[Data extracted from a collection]
☆ ☆ ☆ ☆ ☆

PR #78, opened 2021-07-14
JITX-647: Added landpatterns utility functions for DShape, GeneralRoundedRectangle and GeneralChamferedRectangle

bpellenard:
…

### DIFF
--- a/utils/land-patterns.stanza
+++ b/utils/land-patterns.stanza
@@ -90,26 +90,6 @@ defn chamfered (anchor:Anchor, width:Double, height:Double, r:Double):
   val [length, width_, rot] = normalize-rotation(width, height)
   normalize-loc(ChamferedRectangle(length, width_, r), anchor, rot)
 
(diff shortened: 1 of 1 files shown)


m-hilgendorf (approved):
Looks great! The only things it the usage of single-character arguments but that is consistent with the rest of land-patterns.stanza.

CuppoJava (dismissed):
This looks good to me. 

Can we make a JIRA ticket or TODO comment that asks us to revisit why there is this extra level of indirection in shape-creation? It seems `general-round-rect` and `GeneralRoundedRectangle` are identical, so I'm not sure what the extra code is for.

☆ ☆ ☆ ☆ ☆

> **Try it**
Search the entries for the word "utils", then copy every line in which it is found.

> **Answer below**
--- a/utils/land-patterns.stanza
+++ b/utils/land-patterns.stanza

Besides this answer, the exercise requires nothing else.